[[ RECORDS SHOWN open ]]

PR #357, opened 2026-05-20
SKETCH-2772: Anchor wheel zoom at the cursor

cdvonbargen:
- Linked Case: SKETCH-2772

### Description

Updates the zoom behavior (both pinch and wheel-zoom) to be focused at the cursor point.

### Testing Done

Added a test; manually tested with the trackpad on my mac

### DIFF
--- a/src/schrodinger/sketcher/molviewer/view.cpp
+++ b/src/schrodinger/sketcher/molviewer/view.cpp
@@ -168,11 +168,12 @@ void View::scaleAnchoredAtCursor(qreal scale_factor, const QPoint& anchor)
     // do it manually via sceneRect (the mechanism this view uses for
     // panning). Iterate so any sub-pixel residual from setSceneRect's
     // snapping converges to zero.
+    constexpr qreal SCENE_COORD_EPSILON = 0.001;
     auto scene_pos_before = mapToScene(anchor);
     scaleSafely(scale_factor);
     for (int i = 0; i < 4; ++i) {
         auto delta = scene_pos_before - mapToScene(anchor);
-        if (delta.manhattanLength() < 0.001) {
+        if (delta.manhattanLength() < SCENE_COORD_EPSILON) {
             break;
         }
         translateViewport(delta);
--- a/src/schrodinger/sketcher/molviewer/view.cpp
+++ b/src/schrodinger/sketcher/molviewer/view.cpp
@@ -113,9 +113,13 @@ void View::pinchTriggered(QPinchGesture* gesture)
     if (state == Qt::GestureStarted) {
         m_currently_pinching_trackpad = true;
     } else {
-        // zoom
+        // zoom anchored at the pinch center (the mouse cursor on a macOS
+        // trackpad pinch). Anchoring at the view center would push the
+        // structure away from where the user is pinching.
         auto scale_factor = gesture->scaleFactor();
-        scaleSafely(scale_factor);
+        auto pinch_anchor =
+            viewport()->mapFromGlobal(QCursor::pos());
+        scaleAnchoredAtCursor(scale_factor, pinch_anchor);
 
         auto angle = gesture->rotationAngle() - gesture->lastRotationAngle();
 
@@ -153,17 +157,22 @@ void View::wheelEvent(QWheelEvent* event)
     // K * 2^x, where K is an empirical constant to make the zooming feel
     // natural
     qreal scal = pow(2.0, event->angleDelta().y() / 2400.0);
-    // Capture the scene point under the cursor before the scale, then shift
-    // the viewport after so the same scene point is back under the cursor.
-    // Qt's setTransformationAnchor(AnchorUnderMouse) compensates via scroll
-    // bars, which this view has disabled, so do it via sceneRect (the
-    // mechanism this view already uses for panning) instead. Iterate so any
-    // sub-pixel residual from setSceneRect's snapping converges to zero.
-    auto cursor = event->position().toPoint();
-    auto cursor_scene_before = mapToScene(cursor);
-    scaleSafely(scal);
+    scaleAnchoredAtCursor(scal, event->position().toPoint());
+}
+
+void View::scaleAnchoredAtCursor(qreal scale_factor, const QPoint& anchor)
+{
+    // Capture the scene point under the anchor (cursor / pinch center) before
+    // scaling and shift the view afterwards so the same scene point is back
+    // under the anchor. Qt's setTransformationAnchor(AnchorUnderMouse)
+    // compensates through the scroll bars, which this view has disabled, so
+    // do it manually via sceneRect (the mechanism this view uses for
+    // panning). Iterate so any sub-pixel residual from setSceneRect's
+    // snapping converges to zero.
+    auto scene_pos_before = mapToScene(anchor);
+    scaleSafely(scale_factor);
     for (int i = 0; i < 4; ++i) {
-        auto delta = cursor_scene_before - mapToScene(cursor);
+        auto delta = scene_pos_before - mapToScene(anchor);
         if (delta.manhattanLength() < 0.001) {
             break;
         }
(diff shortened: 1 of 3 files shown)


src/schrodinger/sketcher/molviewer/view.h
```diff
@@ -130,6 +130,14 @@ class SKETCHER_API View : public QGraphicsView
      */
     void scaleSafely(qreal scale_factor);
 
+    /**
+     * Scale the matrix and shift the viewport so the scene point currently
+     * under @p anchor (in viewport coordinates) stays under @p anchor after
```
ethan-schrodinger, line 135: Is "@p" some well-known shorthand for the cursor location that I'm not familiar with?

test/schrodinger/sketcher/molviewer/test_view.cpp
```diff
@@ -51,5 +54,36 @@ BOOST_AUTO_TEST_CASE(test_delayed_fit_to_screen)
...
+ * SKETCH-2772: a wheel zoom must keep the scene point under the cursor fixed,
+ * so users can focus on a region by zooming while pointing at it.
+ */
+BOOST_AUTO_TEST_CASE(test_wheel_zoom_keeps_cursor_point_fixed)
+{
+    auto scene = TestScene::getScene();
+    TestView view(scene.get());
+    view.resize(400, 400);
+    view.show();
+    [[maybe_unused]] auto exposed = QTest::qWaitForWindowExposed(&view);
```
ethan-schrodinger, line 67: I guess this is a nit, but since we don't care about the return value of this function, why bother assigning it to a variable?

ethan-schrodinger (approved):

src/schrodinger/sketcher/molviewer/view.h
JarrettSJohnson: `@p` short for `@param`--Claude loves this style.

src/schrodinger/sketcher/molviewer/view.cpp
```diff
@@ -153,7 +156,28 @@ void View::wheelEvent(QWheelEvent* event)
...
+    // compensates through the scroll bars, which this view has disabled, so
+    // do it manually via sceneRect (the mechanism this view uses for
+    // panning). Iterate so any sub-pixel residual from setSceneRect's
+    // snapping converges to zero.
+    constexpr qreal SCENE_COORD_EPSILON = 0.001;
+    auto scene_pos_before = mapToScene(anchor);
+    scaleSafely(scale_factor);
+    for (int i = 0; i < 4; ++i) {
+        auto delta = scene_pos_before - mapToScene(anchor);
+        if (delta.manhattanLength() < SCENE_COORD_EPSILON) {
```
JarrettSJohnson, line 176: Curious about the rationale of using `manhattanLength` here and not euclidean?

src/schrodinger/sketcher/molviewer/view.cpp
```diff
@@ -153,7 +156,28 @@ void View::wheelEvent(QWheelEvent* event)
...
+    // scaling and shift the view afterwards so the same scene point is back
+    // under the anchor. Qt's setTransformationAnchor(AnchorUnderMouse)
+    // compensates through the scroll bars, which this view has disabled, so
+    // do it manually via sceneRect (the mechanism this view uses for
+    // panning). Iterate so any sub-pixel residual from setSceneRect's
+    // snapping converges to zero.
+    constexpr qreal SCENE_COORD_EPSILON = 0.001;
+    auto scene_pos_before = mapToScene(anchor);
+    scaleSafely(scale_factor);
+    for (int i = 0; i < 4; ++i) {
```
JarrettSJohnson, line 174: I assume `4` is just a heuristic for convergence? as opposed to just using `while (true)`?

JarrettSJohnson (approved):
👍

src/schrodinger/sketcher/molviewer/view.cpp
```diff
@@ -113,9 +113,12 @@ void View::pinchTriggered(QPinchGesture* gesture)
     if (state == Qt::GestureStarted) {
         m_currently_pinching_trackpad = true;
     } else {
-        // zoom
+        // zoom anchored at the pinch center (the mouse cursor on a macOS
```
KevKeating, line 116: Should this be "a trackpad" instead of "a macOS trackpad"?  Is something about this specific to MacOS?

src/schrodinger/sketcher/molviewer/view.h
KevKeating: I found this confusing as well.

src/schrodinger/sketcher/molviewer/view.cpp
KevKeating, line 174: Is this iteration necessary because `anchor` is a `QPoint` instead of a `QPointF` (and because `mapToScene` only has a `QPoint` implementation, not a `QPointF` one, so `anchor` would be implicitly rounded even if it was a QPointF)?  In other words, would we avoid this if we/Qt handled floating point values properly here?

(I'm not saying it's necessarily worth changing even if the answer is "yes."  I'm just trying to make sure I understand why we need this.)

src/schrodinger/sketcher/molviewer/view.cpp
```diff
@@ -113,9 +113,12 @@ void View::pinchTriggered(QPinchGesture* gesture)
...
+        // trackpad pinch). Anchoring at the view center would push the
+        // structure away from where the user is pinching.
         auto scale_factor = gesture->scaleFactor();
-        scaleSafely(scale_factor);
+        auto pinch_anchor = viewport()->mapFromGlobal(QCursor::pos());
```
KevKeating, line 120: It would probably be better to use `gesture.centerPoint()` here so we're pulling all of our data from the event itself instead of the state of the system when this method is run (and it would give us a QPointF instead of a QPoint).

test/schrodinger/sketcher/molviewer/test_view.cpp
```diff
@@ -51,5 +54,36 @@ BOOST_AUTO_TEST_CASE(test_delayed_fit_to_screen)
     BOOST_TEST(view.m_initial_geometry_set);
 }
 
+/**
+ * SKETCH-2772: a wheel zoom must keep the scene point under the cursor fixed,
+ * so users can focus on a region by zooming while pointing at it.
+ */
+BOOST_AUTO_TEST_CASE(test_wheel_zoom_keeps_cursor_point_fixed)
+{
+    auto scene = TestScene::getScene();
```
KevKeating, line 63: We should probably set `Qt::WA_DontShowOnScreen` in the `TestView` constructor so it doesn't actually get displayed.

test/schrodinger/sketcher/molviewer/test_view.cpp
KevKeating: +1

src/schrodinger/sketcher/molviewer/view.cpp
ZontaNicola: general question: what happens on a touchscreen pinch? do we want to use the midpoint of the pinch action if we're pinching on the screen and the cursor position if we're pinching on a trackpad?

src/schrodinger/sketcher/molviewer/view.cpp
cdvonbargen: Claude defended itself since either norm works near zero. Where euclidean isn't a one-shot call like this.

src/schrodinger/sketcher/molviewer/view.cpp
cdvonbargen: yeah, claude is wary of a something pathalogical; it extracted out MAX_CORRECTIONS

cdvonbargen: Claude defended itself -- "Partly — mapToScene only has a QPoint overload, so there's inherent integer truncation regardless of the anchor type" -- so I had it add a comment.

src/schrodinger/sketcher/molviewer/view.cpp
cdvonbargen: Switched so that it also addresses the touchscreen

[[ RECORDS SHOWN closed ]]

Retype, exactly and in full, the listing from its first line to the one holding "### Testing Done", both included.

▶ OUTPUT BELOW
PR #357, opened 2026-05-20
SKETCH-2772: Anchor wheel zoom at the cursor

cdvonbargen:
- Linked Case: SKETCH-2772

### Description

Updates the zoom behavior (both pinch and wheel-zoom) to be focused at the cursor point.

### Testing Done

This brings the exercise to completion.